In the 2009–2010 season, the Boys' Varsity Basketball team won their first valley championship in school history. The boy's made school history, defeating the No. 1 ranked San Joaquin Memorial HS at Selland Arena in Fresno, CA. To reach the valley championship, Liberty defeated West High School (Bakersfield) and Tulare Union High School, two very highly ranked basketball teams. Liberty also made a rally in the CIF State playoffs by defeating Mark Keppel HS (Alhambra) by over 20 points, making it Liberty's first State Playoff win in school history. Liberty was defeated by Eisenhower HS (one of the top basketball programs in the state).

Liberty has continued to withhold a strong program in Bakersfield. In the 2010–2011 season, the Liberty HS Varsity boys team tied for the SEYL League champions with Bakersfield HS. In the following season (2011-2012), the LHS Basketball team won the outright SEYL championship.

=== Tennis ===

The Boys Tennis team won League titles in the SEYL in the 2009 and 2010 season, and recently took the title in 2011 in the newly formed and much more competitive SWYL league. The boys team also made it to the Division I Championship in 2011 where it faced Clovis West in an away game. The final score was 3 - 6 resulting in a Liberty loss, however the singles were tied at 3 - 3 in the first round.

=== Boys' soccer ===

The Boys Soccer team won League titles in the SEYL in 2004 and 2006 seasons, and recently took the title in 2011 and 2016 in the newly formed and much more competitive SWYL league. The boys made it to the Division I Championship in 2015 where they faced #10 in the nation Buchanan-Clovis in an away game. The final score was 0–1 at the end of 2OT resulting in a Liberty loss.

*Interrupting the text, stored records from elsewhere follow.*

PR #16335, opened 2024-02-10
Have kops-controller create headless k8s services for dns=none clusters 

rifelpet:
Fixes #16332

Like gossip clusters, dns=none clusters wont be able to resolve these DNS names which causes e2e test failures for OIDC tests. This ensures the OIDC test pods can resolve the DNS names.

Example failure: https://testgrid.k8s.io/kops-grid#kops-grid-calico-amzn2-k26

`I0204 15:43:18.460415       1 log.go:198] Get "https://api.internal.e2e-e2e-kops-grid-calico-amzn2-k26.test-cncf-aws.k8s.io/.well-known/openid-configuration": dial tcp: lookup api.internal.e2e-e2e-kops-grid-calico-amzn2-k26.test-cncf-aws.k8s.io on 100.64.0.10:53: no such host`

PR #16347, opened 2024-02-11
Include /etc/hosts coredns mounts for dns=none clusters

rifelpet:
Ref: https://github.com/kubernetes/kops/pull/16335#issuecomment-1937413388

### DIFF
--- a/upup/models/cloudup/resources/addons/coredns.addons.k8s.io/k8s-1.12.yaml.template
+++ b/upup/models/cloudup/resources/addons/coredns.addons.k8s.io/k8s-1.12.yaml.template
@@ -76,8 +76,8 @@ data:
           fallthrough in-addr.arpa ip6.arpa
           ttl 30
         }
-    {{- if GossipName }}
-        hosts /rootfs/etc/hosts k8s.local {
+    {{- if not PublishesDNSRecords }}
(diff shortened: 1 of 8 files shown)


rifelpet:
cc @hakman 

You're right, this is more relevant to the failing tests. I'm not sure what the headless services in https://github.com/kubernetes/kops/pull/16335 are actually used for. Do you happen to know?

upup/models/cloudup/resources/addons/coredns.addons.k8s.io/k8s-1.12.yaml.template
```diff
@@ -76,7 +76,7 @@ data:
           fallthrough in-addr.arpa ip6.arpa
           ttl 30
         }
-    {{- if GossipName }}
+    {{- if not PublishesDNSRecords }}
         hosts /rootfs/etc/hosts k8s.local {
```
rifelpet, line 80: /hold Actually this needs to be updated to the cluster's domain

rifelpet: /hold cancel

hakman (approved):

rifelpet:
Confirmed this fixed the e2e failures: https://testgrid.k8s.io/kops-grid#kops-grid-calico-flatcar-k28

PR #133, opened 2026-04-18
Job sleep error

adam-fowler:
Custom error that will cause JobQueueProcessor to re-queue a job at a user defined time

== Commencement ceremony ==
The commencement ceremony or graduation is held each year in late May or early June at Liberty Stadium on campus. The LHSMP play Pomp and Circumstance live during the commencement. The school's first graduating class was the class of 2002. The school's largest graduating class was the class of 2008.

==Notable alumni==

- Quincy Amarikwa, former Major League Soccer player and 2010 MLS Cup champion for the Colorado Rapids. Currently a member of the Oakland Roots SC of the USL Championship.
- Krys Barnes, NFL linebacker.
- Jordan Love, current NFL Quarterback for the Green Bay Packers.
- Cole Mazza, former Los Angeles Chargers long snapper and member of the 2015 National Champion Alabama Crimson Tide.
- Colton Schmidt, former Buffalo Bills punter.